____ Dataset records

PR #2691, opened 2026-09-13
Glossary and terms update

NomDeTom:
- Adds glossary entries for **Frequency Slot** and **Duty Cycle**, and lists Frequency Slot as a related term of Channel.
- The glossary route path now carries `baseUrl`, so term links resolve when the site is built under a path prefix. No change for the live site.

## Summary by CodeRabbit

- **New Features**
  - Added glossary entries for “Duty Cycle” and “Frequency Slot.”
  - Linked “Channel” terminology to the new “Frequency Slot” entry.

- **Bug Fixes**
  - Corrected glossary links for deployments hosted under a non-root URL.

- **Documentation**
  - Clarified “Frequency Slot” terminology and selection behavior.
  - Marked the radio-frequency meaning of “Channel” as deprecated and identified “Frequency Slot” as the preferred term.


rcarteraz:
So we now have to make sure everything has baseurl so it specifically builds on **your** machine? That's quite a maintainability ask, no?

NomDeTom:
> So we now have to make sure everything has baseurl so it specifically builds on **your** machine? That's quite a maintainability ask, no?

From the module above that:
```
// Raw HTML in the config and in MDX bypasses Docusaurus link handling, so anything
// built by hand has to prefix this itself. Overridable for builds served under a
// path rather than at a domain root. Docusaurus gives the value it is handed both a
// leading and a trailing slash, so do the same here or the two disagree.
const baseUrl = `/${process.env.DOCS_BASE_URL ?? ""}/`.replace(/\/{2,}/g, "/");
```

________

(Task description): Collect each line above holding the string "sure".

(Solution):
So we now have to make sure everything has baseurl so it specifically builds on **your** machine? That's quite a maintainability ask, no?
> So we now have to make sure everything has baseurl so it specifically builds on **your** machine? That's quite a maintainability ask, no?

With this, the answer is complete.